Both cities are remarkably beautiful, especially by night when the lights of the castles, palaces and bridges light up the city and the rivers that run through them. I instantly fell in love with Budapest. I had fewer expectations of it than I did of Prague, but it exceeded every one of them. I was greeted at my hostel by a really cool dude from Vancouver — the first person who spoke fluent English in a while — and then I headed out for a day in the city. It is a very compact city, so it’s possible to walk everywhere that most tourist want to go. It also is a city known for its cafes and coffee, so of course I was right at home. I basically saw a site, had a coffee, saw a site, had a coffee. You get the idea. And oh yea, there were the desserts that were fabulous, and I’m not even a dessert person.

There were two highlights of Prague for me: The Gehlert baths and The House of Terror. The Gehlert baths are one of several historic hot water baths in Budapest, so I had to see what all the fuss was about. I first dipped in the largest hot tub you’ve ever seen, surrounded by tile, columns and gargoyles, and then to the steam room, then a quick dip in the freezing cold pool, then into the regular pool, then the whole thing all over again. I’ll have to say that I was pretty relaxed after two hours, but I can’t tell that anything happened to heal me of any ailments as it was supposed to do. I’m still the same crazy guy with a painful knee. I was very moved by the House of Terror, which is a museum dedicated to the activities and torture of the Nazis and Communists in Hungary. It is housed in the former office of the Secret Police, and the tour ends with a walk through the former torture chambers in the basement. It is a harrowing and moving experience that I won’t soon forget, and in fact it deserves another column in the near future.

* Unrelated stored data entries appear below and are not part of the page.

PR #3996, opened 2018-08-07
[WIP] chore(build): use importHelpers from TS instead of rollupInject

imcotton:
**Description:**

This follows up my [previous PR](https://github.com/ReactiveX/rxjs/pull/2121#issuecomment-260616205) on this aspect, now it's time to finish the second half.

- #2121

### DIFF
--- a/integration/systemjs/systemjs-compatibility-spec.js
+++ b/integration/systemjs/systemjs-compatibility-spec.js
@@ -2,7 +2,10 @@ var System = require('systemjs');
 var path = require('path');
 
 System.config({
-  map: { 'rxjs': path.join(__dirname, '..', '..', 'dist', 'package', '/') },
+  map: {
+    'rxjs': path.join(__dirname, '..', '..', 'dist', 'package', '/'),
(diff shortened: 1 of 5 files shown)


imcotton:
Now the build & test worked, but changes seem affect the **SystemJS** user, which requires to have `tslib` mapped in the config.

I'm not familiar with **SystemJS**, so if that's the case, shall this be treat as breaking change in next major release (v7)?

benlesh:
@jasonaden or @robwormald can you please have a look at this PR. You're needed for your Rollup and SystemJS expertise, thanks.

benlesh:
After some review and discussion, I think we need to close this. The UMD bundle is designed for standalone use, mostly for prototyping or for developers that don't care that they're including the world anyhow. This would be a breaking change, so we definitely can't do it in 6, and frankly I'm not sure we would do it in 7 either, given what the use case is for the umd bundle.

Thank you so much for the time you've put into this, @imcotton. I just don't think we're going to do this one. Sorry.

Then it was on to Prague, the last stop of my journey. I’m glad that it ended here because it was certainly the best. If I were forced to choose, I would say that Budapest is a bit cleaner and nicer, but Prague is a bit more magical and fun. Even Hitler thought that Prague was so beautiful that he would not bomb the city, so the buildings and bridges are still in place that date from the 1300 and 1400s. It is like a walk through a modern medieval city with history on every side. It’s also a bit more racy and sordid than Budapest, with enough evil to keep the devil busy for a while. In just a few short hours, I was propositioned by several prostitutes, both guys and girls, in the streets. Funny thing was that they were pretty hot and normal looking, not having that stereotypical “whore” look. Though it is legal in Prague, I of course “didn’t inhale”. 🙂 I guess one should feel honored to be asked. I evidently was either cute enough or look wealthy enough for some hot prostitutes, so there is something to be grateful for I guess. Despite avoiding a few temptations, I did manage to have a lot of fun in this city, met some cool people, and found a city that I know will become one of my favorite places to visit in the future when given the opportunity.

And so five weeks, many walked miles, and seven countries later, the trip ended and I flew home to Los Angeles. I had a trip of a lifetime, but it also was good to be at home. I of course waisted no time in turning on my cell phone, and the silence and reflection of five weeks came to an end, and it was back to living life, but this time more grateful and rested than before I left.

Many thanks to Pepperdine University, The Lilly Endowment, International Christian University, Starwood Hotels, mom and dad, and the support of so many friends who made this trip possible for me.